Two strikes and you’re out, say four federal agencies to repeat violators of Bank Secrecy Act/anti-money laundering (BSA/AML) compliance requirements.
The four agencies—the Federal Reserve System, the Federal Deposit Insurance Corporation (FDIC), the National Credit Union Administration (NCUA), and the Office of the Comptroller of the Currency (OCC)—issued guidance Thursday outlining when they would issue cease-and-desist orders against supervised financial institutions deemed to be in noncompliance with BSA/AML rules.
Each supervised financial institution must “establish and maintain procedures reasonably designed to assure and monitor the institution’s compliance with the requirements” of the BSA, and its compliance with the law is subject to review by federal regulators. If an institution fails to maintain a BSA/AML compliance program, or fails to address deficiencies, regulators can issue a cease-and-desist order.
According to the law, each compliance program must have a system of internal controls to assure ongoing compliance; allow for independent testing of its BSA/AML compliance; an individual or individuals who are responsible for coordinating and monitoring BSA/AML compliance; and provide training for appropriate personnel.
Here’s where the two strikes policy comes in, the regulators said.
Should regulators issue a written report on an issue or issues of noncompliance to the financial institution’s board of directors—which would be the first strike—the institution should show substantial progress toward addressing the issue or issues by the next examination.

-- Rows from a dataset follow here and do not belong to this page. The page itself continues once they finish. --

PR #4224, opened 2018-03-27
WIP: Add a new audit-based table to collect SELinux events

alessandrogario:
This PR adds a new table called `selinux_events` that collects SELinux events using **audit**.

Here's how it looks:

```
osquery> SELECT * FROM selinux_events;
+---------------------------------------------------------------------------------------------------------------------------------------------------------------------------------------------------------------------------------+------------+--------+
| record                                                                                                                                                                                                                          | time       | uptime |
+---------------------------------------------------------------------------------------------------------------------------------------------------------------------------------------------------------------------------------+------------+--------+
| audit(1522181770.066:130): avc:  denied  { getattr } for  pid=1384 comm="httpd" path="/var/www/html/testfile" dev="dm-0" ino=37944206 scontext=system_u:system_r:httpd_t:s0 tcontext=unconfined_u:object_r:var_t:s0 tclass=file    | 1522181772 | 3977   |
| audit(1522181770.066:131): avc:  denied  { getattr } for  pid=1384 comm="httpd" path="/var/www/html/testfile" dev="dm-0" ino=37944206 scontext=system_u:system_r:httpd_t:s0 tcontext=unconfined_u:object_r:var_t:s0 tclass=file    | 1522181772 | 3977   |
+---------------------------------------------------------------------------------------------------------------------------------------------------------------------------------------------------------------------------------+------------+--------+
```

# How it works
The SELinux subsystem does not conform to the **audit** record syntax, meaning that the messages we receive can't be correctly parsed. To work around this issue, the data is stored and shown in raw format, similar to how it appears in the usual SELinux log files.

# How to test it
As with the other audit-based tables, it is mandatory to enable audit, events and the required audit tables:
```
sudo ./build/linux/osquery/osqueryi --verbose --disable_audit=false \
--disable_events=false --audit_allow_config=true --audit_allow_selinux_events=true \
--audit_persist --audit_force_reconfigure=true --audit_force_unconfigure=true \
--disable_audit=false
```


muffins:
ok to test

specs/linux/selinux_events.table
```diff
@@ -0,0 +1,11 @@
+table_name("selinux_events")
+description("Track SELinux events.")
+schema([
+    Column("type", TEXT, "Event type"),
+    Column("msg", TEXT, "Message"),
```
theopolis: I will get back to a more-complete review later, but I don't want to forget things. I would recommend `message` as that is already used in `asl` and `user_events`. The `msg` shorthand is not used anywhere.

specs/linux/selinux_events.table
```diff
@@ -0,0 +1,11 @@
+table_name("selinux_events")
+description("Track SELinux events.")
+schema([
+    Column("type", TEXT, "Event type"),
```
theopolis: note, in `user_events` this is an Integer.

osquery/tables/events/linux/selinux_events.cpp
```diff
@@ -0,0 +1,140 @@
...
+// Depend on the external getUptime table method.
+namespace tables {
+extern long getUptime();
+}
+
+namespace {
+// clang-format off
+// This map must contain exactly the same elements that
+// SELinuxEventSubscriber::GetEventSet() returns!
+const std::map<int, std::string> record_type_to_label = {
```
theopolis: This should be named `kSELinuxRecordLabels` or something similar.

osquery/tables/events/linux/selinux_events.cpp
```diff
@@ -0,0 +1,140 @@
...
+  return Status(0, "Ok");
+}
+
+const std::set<int>& SELinuxEventSubscriber::GetEventSet() noexcept {
+  // Documented events that could not be found in the headers:
+  // - USER_SELINUX_ERR
+  // - USER_MAC_POLICY_LOAD
+  // - USER_ROLE_CHANGE
+  // - USER_LABEL_EXPORT
+  static const std::set<int> selinux_event_list = {
```
theopolis: This is weird, too many statics. I would define this const `set` somewhere outside of the class. Similar to the record-label lookup.

theopolis: If there's a requirement to have each of these in the label map above, please include a test!

specs/linux/selinux_events.table
theopolis: Ah, my vote is still for `message` please :)

specs/linux/selinux_events.table
alessandrogario: I have renamed **msg** to **message**, but for the **type** column I'm using text labels; would you like me to change this? I could move the label to another column (like **type_name**) and change **type** back to integer

osqueryer:
:-1: The commit e0057081e46d30e257bedd1c22ce8f99ccdec9ad (Job results: [4073](https://jenkins.osquery.io/job/osqueryPullRequestWindows/4073/)) failed one or more tests (**Windows**).

osqueryer:
:-1: The commit e0057081e46d30e257bedd1c22ce8f99ccdec9ad (Job results: [4074](https://jenkins.osquery.io/job/osqueryPullRequestWindows/4074/)) failed one or more tests (**Windows**).

theopolis:
Does this change include any performance impact to machines configured to do process and socket auditing?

If the issue or issues are not addressed to the satisfaction of regulators—the second strike—the agencies will issue a cease-and-desist order against that institution.
The agencies listed several types of noncompliance that would warrant a cease-and-desist order, including failing to maintain an adequate BSA/AML compliance program; or failure to correct a previously reported problem with the BSA/AML program, like failing to designate a qualified BSA compliance officer.

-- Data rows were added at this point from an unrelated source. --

PR #4228, opened 2018-03-29
docs: shadow only works for root / sudo

rmetzler:
I was wondering for a 30 min if this is a bug or not, until I remembered, I was running `osqueryi` as my user not as root.


muffins:
ok to test

PR #4229, opened 2018-03-29
Don't bail out when querying one namespace fails

fmanco:
On linux we're not guaranteed to have all namespaces available,
therefore listing namespaces shouldn't quit when one is not available or
fails to read.

This causes problems for instance on systems without cgroups.

### DIFF
--- a/osquery/filesystem/linux/proc.cpp
+++ b/osquery/filesystem/linux/proc.cpp
@@ -75,7 +75,7 @@ Status procGetProcessNamespaces(const std::string& process_id,
     auto status = procGetNamespaceInode(
         namespace_inode, namespace_name, process_namespace_root);
     if (!status.ok()) {
-      return status;
+      continue;
     }
 
     namespace_list[namespace_name] = namespace_inode;


osqueryer:
:-1: The commit 4db963ff350744ba8ed354143a5784ed76483e62 (Job results: [3634](https://jenkins.osquery.io/job/osqueryPullRequestWindows/3634/)) failed one or more tests (**Windows**).

osqueryer:
:-1: The commit 4db963ff350744ba8ed354143a5784ed76483e62 (Job results: [6738](https://jenkins.osquery.io/job/osqueryPullRequestLinux/6738/)) failed one or more tests (**Linux**).

osqueryer:
:-1: The commit 4db963ff350744ba8ed354143a5784ed76483e62 (Job results: [6742](https://jenkins.osquery.io/job/osqueryPullRequestLinux/6742/)) failed one or more tests (**Linux**).

obelisk:
This shoudl probably just bundle into you existing process_open_sockets diff

fmanco:
I would keep it separated as this is a different bug and a different fix. Having this as a separated commit will make it much easier to bisect in case this cause problems later.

Issues that would not merit a cease-and-desist order would be if the compliance program’s policies were simply out-of-date, or if the compliance officer appointed needed more training. There would also be some leeway granted if a problem is taking more time than anticipated to correct, as long as regulators determine the institution has made substantial progress toward addressing the deficiency.
“Isolated or technical violations or deficiencies are generally not considered the kinds of problems that would result in an enforcement action,” the agencies said in an accompanying press release.